PR #3972, opened 2024-07-18
Enhancement(import):Import should error for SearchParameter

nathanlemma:
## Description
US 121465: Import should report "SearchParameter" type resources as error
Handle the following cases
- If the type = "SearchParameter", the $import request should return HTTP 400 Bad Request
- During import processing, for mixed files, error if a search parameter is encountered.

## Related issues
Addresses [[issue #121465](https://microsofthealth.visualstudio.com/Health/_workitems/edit/121465/)].

## Testing

## FHIR Team Checklist

### DIFF
--- a/src/Microsoft.Health.Fhir.Core.UnitTests/Features/Operations/Import/ImportResourceLoaderTests.cs
+++ b/src/Microsoft.Health.Fhir.Core.UnitTests/Features/Operations/Import/ImportResourceLoaderTests.cs
@@ -183,7 +183,7 @@ namespace Microsoft.Health.Fhir.Core.UnitTests.Features.Operations.Import
             Func<long, long> idGenerator = (i) => i;
             ImportResourceLoader loader = new ImportResourceLoader(integrationDataStoreClient, importResourceParser, serializer, NullLogger<ImportResourceLoader>.Instance);
 
-            (Channel<ImportResource> outputChannel, Task importTask) = loader.LoadResources("http://dummy", 0, (int)1e9, "SearchParameter", ImportMode.InitialLoad, CancellationToken.None);
+            (Channel<ImportResource> outputChannel, Task importTask) = loader.LoadResources("http://dummy", 0, (int)1e9, null, ImportMode.InitialLoad, CancellationToken.None);
 
             int errorCount = 0;
             await foreach (ImportResource resource in outputChannel.Reader.ReadAllAsync())
--- a/src/Microsoft.Health.Fhir.Core.UnitTests/Features/Operations/Import/ImportResourceLoaderTests.cs
+++ b/src/Microsoft.Health.Fhir.Core.UnitTests/Features/Operations/Import/ImportResourceLoaderTests.cs
@@ -137,6 +137,54 @@ namespace Microsoft.Health.Fhir.Core.UnitTests.Features.Operations.Import
         }
 
         [Fact]
+        public async Task GivenResourceLoader_WhenLoadResourcesWithSearchParameterResourceType_ThenResourcesWithSearchParameterTypeShouldBeSkipped()
+        {
+            string errorMessage = "SearchParameter is not a supported resource type.";
+            using MemoryStream stream = new MemoryStream();
+            using StreamWriter writer = new StreamWriter(stream);
+            await writer.WriteLineAsync("test");
+            await writer.FlushAsync();
+
+            stream.Position = 0;
+
+            IIntegrationDataStoreClient integrationDataStoreClient = Substitute.For<IIntegrationDataStoreClient>();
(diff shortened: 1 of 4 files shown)


src/Microsoft.Health.Fhir.Core/Features/Operations/Import/ImportResourceLoader.cs
```diff
@@ -151,6 +151,11 @@ private ImportResource ParseImportRawContent(string resourceType, (string Conten
                 {
                     throw new FormatException("Resource type not match.");
                 }
+
+                if (!string.IsNullOrEmpty(resourceType) && resourceType.Equals("SearchParameter", StringComparison.Ordinal))
```
mikaelweave, line 155: We need to be checking `importResource.ResourceWrapper?.ResourceTypeName` here to see if the imported resource is a SearchParameter. The logic in the controller should handle this case.

src/Microsoft.Health.Fhir.Core/Features/Operations/Import/ImportResourceLoader.cs
```diff
@@ -151,6 +151,11 @@ private ImportResource ParseImportRawContent(string resourceType, (string Conten
...
+                {
+                    throw new ArgumentException("SearchParameter is not a supported resource type.");
```
mikaelweave, line 157: NIT - maybe something like `SearchParameter resources cannot be processed by import.`

src/Microsoft.Health.Fhir.Core.UnitTests/Features/Operations/Import/ImportResourceLoaderTests.cs
```diff
@@ -136,6 +136,54 @@ await foreach (ImportResource resource in outputChannel.Reader.ReadAllAsync())
             Assert.Equal(1, errorCount);
         }
 
+        [Fact]
+        public async Task GivenResourceLoader_WhenLoadResourcesWithSearchParameterResourceType_ThenResourcesWithSearchParameterTypeShouldBeSkipped()
```
mikaelweave, line 140: Given the suggested change in ImportResourceLoader, perhaps you can mock `ImportResourseParser` in the test like the `VerifyResourceLoaderAsync` method does to return a SearchParameter resource

mikaelweave (changes requested):

src/Microsoft.Health.Fhir.Core/Features/Operations/Import/ImportResourceLoader.cs
```diff
@@ -151,6 +151,11 @@ private ImportResource ParseImportRawContent(string resourceType, (string Conten
                 {
                     throw new FormatException("Resource type not match.");
                 }
+
+                if (!string.IsNullOrEmpty(resourceType) && importResource.ResourceWrapper != null && importResource.ResourceWrapper.ResourceTypeName.Equals("SearchParameter", StringComparison.Ordinal))
```
mikaelweave, line 155: We don't need to check `resourceType` as it may be null/empty for import requests that don't specify the resource type (files that have mixed resource types).

src/Microsoft.Health.Fhir.Core.UnitTests/Features/Operations/Import/ImportResourceLoaderTests.cs
```diff
@@ -136,6 +136,67 @@ await foreach (ImportResource resource in outputChannel.Reader.ReadAllAsync())
...
+                .Returns(callInfo =>
+                {
+                    Exception ex = (Exception)callInfo[1];
+                    return ex.Message;
+                });
+
+            Func<long, long> idGenerator = (i) => i;
+            ImportResourceLoader loader = new ImportResourceLoader(integrationDataStoreClient, importResourceParser, serializer, NullLogger<ImportResourceLoader>.Instance);
+
+            (Channel<ImportResource> outputChannel, Task importTask) = loader.LoadResources("http://dummy", 0, (int)1e9, "SearchParameter", ImportMode.InitialLoad, CancellationToken.None);
```
mikaelweave, line 186: I think we want the `resourceType` parameter which is currently set to `SearchParameter` to be null. This case should be caught in the controller so we really want to test when the input resource type is a `SearchParameter` instead.

mikaelweave (changes requested):
A couple small changes, then we'll be good 👍🏽

src/Microsoft.Health.Fhir.Core.UnitTests/Features/Operations/Import/ImportResourceLoaderTests.cs
nathanlemma: I just pushed some changes, let me know if this addresses the scenario we need or we can sync up otherwise.

mikaelweave (approved):
Looks good!! Thanks!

__What is expected__
Would you repeat each of the records above exactly?

__Solution to the problem__
PR #3972, opened 2024-07-18
Enhancement(import):Import should error for SearchParameter

nathanlemma:
## Description
US 121465: Import should report "SearchParameter" type resources as error
Handle the following cases
- If the type = "SearchParameter", the $import request should return HTTP 400 Bad Request
- During import processing, for mixed files, error if a search parameter is encountered.

## Related issues
Addresses [[issue #121465](https://microsofthealth.visualstudio.com/Health/_workitems/edit/121465/)].

## Testing

## FHIR Team Checklist

### DIFF
--- a/src/Microsoft.Health.Fhir.Core.UnitTests/Features/Operations/Import/ImportResourceLoaderTests.cs
+++ b/src/Microsoft.Health.Fhir.Core.UnitTests/Features/Operations/Import/ImportResourceLoaderTests.cs
@@ -183,7 +183,7 @@ namespace Microsoft.Health.Fhir.Core.UnitTests.Features.Operations.Import
             Func<long, long> idGenerator = (i) => i;
             ImportResourceLoader loader = new ImportResourceLoader(integrationDataStoreClient, importResourceParser, serializer, NullLogger<ImportResourceLoader>.Instance);
 
-            (Channel<ImportResource> outputChannel, Task importTask) = loader.LoadResources("http://dummy", 0, (int)1e9, "SearchParameter", ImportMode.InitialLoad, CancellationToken.None);
+            (Channel<ImportResource> outputChannel, Task importTask) = loader.LoadResources("http://dummy", 0, (int)1e9, null, ImportMode.InitialLoad, CancellationToken.None);
 
             int errorCount = 0;
             await foreach (ImportResource resource in outputChannel.Reader.ReadAllAsync())
--- a/src/Microsoft.Health.Fhir.Core.UnitTests/Features/Operations/Import/ImportResourceLoaderTests.cs
+++ b/src/Microsoft.Health.Fhir.Core.UnitTests/Features/Operations/Import/ImportResourceLoaderTests.cs
@@ -137,6 +137,54 @@ namespace Microsoft.Health.Fhir.Core.UnitTests.Features.Operations.Import
         }
 
         [Fact]
+        public async Task GivenResourceLoader_WhenLoadResourcesWithSearchParameterResourceType_ThenResourcesWithSearchParameterTypeShouldBeSkipped()
+        {
+            string errorMessage = "SearchParameter is not a supported resource type.";
+            using MemoryStream stream = new MemoryStream();
+            using StreamWriter writer = new StreamWriter(stream);
+            await writer.WriteLineAsync("test");
+            await writer.FlushAsync();
+
+            stream.Position = 0;
+
+            IIntegrationDataStoreClient integrationDataStoreClient = Substitute.For<IIntegrationDataStoreClient>();
(diff shortened: 1 of 4 files shown)


src/Microsoft.Health.Fhir.Core/Features/Operations/Import/ImportResourceLoader.cs
```diff
@@ -151,6 +151,11 @@ private ImportResource ParseImportRawContent(string resourceType, (string Conten
                 {
                     throw new FormatException("Resource type not match.");
                 }
+
+                if (!string.IsNullOrEmpty(resourceType) && resourceType.Equals("SearchParameter", StringComparison.Ordinal))
```
mikaelweave, line 155: We need to be checking `importResource.ResourceWrapper?.ResourceTypeName` here to see if the imported resource is a SearchParameter. The logic in the controller should handle this case.

src/Microsoft.Health.Fhir.Core/Features/Operations/Import/ImportResourceLoader.cs
```diff
@@ -151,6 +151,11 @@ private ImportResource ParseImportRawContent(string resourceType, (string Conten
...
+                {
+                    throw new ArgumentException("SearchParameter is not a supported resource type.");
```
mikaelweave, line 157: NIT - maybe something like `SearchParameter resources cannot be processed by import.`

src/Microsoft.Health.Fhir.Core.UnitTests/Features/Operations/Import/ImportResourceLoaderTests.cs
```diff
@@ -136,6 +136,54 @@ await foreach (ImportResource resource in outputChannel.Reader.ReadAllAsync())
             Assert.Equal(1, errorCount);
         }
 
+        [Fact]
+        public async Task GivenResourceLoader_WhenLoadResourcesWithSearchParameterResourceType_ThenResourcesWithSearchParameterTypeShouldBeSkipped()
```
mikaelweave, line 140: Given the suggested change in ImportResourceLoader, perhaps you can mock `ImportResourseParser` in the test like the `VerifyResourceLoaderAsync` method does to return a SearchParameter resource

mikaelweave (changes requested):

src/Microsoft.Health.Fhir.Core/Features/Operations/Import/ImportResourceLoader.cs
```diff
@@ -151,6 +151,11 @@ private ImportResource ParseImportRawContent(string resourceType, (string Conten
                 {
                     throw new FormatException("Resource type not match.");
                 }
+
+                if (!string.IsNullOrEmpty(resourceType) && importResource.ResourceWrapper != null && importResource.ResourceWrapper.ResourceTypeName.Equals("SearchParameter", StringComparison.Ordinal))
```
mikaelweave, line 155: We don't need to check `resourceType` as it may be null/empty for import requests that don't specify the resource type (files that have mixed resource types).

src/Microsoft.Health.Fhir.Core.UnitTests/Features/Operations/Import/ImportResourceLoaderTests.cs
```diff
@@ -136,6 +136,67 @@ await foreach (ImportResource resource in outputChannel.Reader.ReadAllAsync())
...
+                .Returns(callInfo =>
+                {
+                    Exception ex = (Exception)callInfo[1];
+                    return ex.Message;
+                });
+
+            Func<long, long> idGenerator = (i) => i;
+            ImportResourceLoader loader = new ImportResourceLoader(integrationDataStoreClient, importResourceParser, serializer, NullLogger<ImportResourceLoader>.Instance);
+
+            (Channel<ImportResource> outputChannel, Task importTask) = loader.LoadResources("http://dummy", 0, (int)1e9, "SearchParameter", ImportMode.InitialLoad, CancellationToken.None);
```
mikaelweave, line 186: I think we want the `resourceType` parameter which is currently set to `SearchParameter` to be null. This case should be caught in the controller so we really want to test when the input resource type is a `SearchParameter` instead.

mikaelweave (changes requested):
A couple small changes, then we'll be good 👍🏽

src/Microsoft.Health.Fhir.Core.UnitTests/Features/Operations/Import/ImportResourceLoaderTests.cs
nathanlemma: I just pushed some changes, let me know if this addresses the scenario we need or we can sync up otherwise.

mikaelweave (approved):
Looks good!! Thanks!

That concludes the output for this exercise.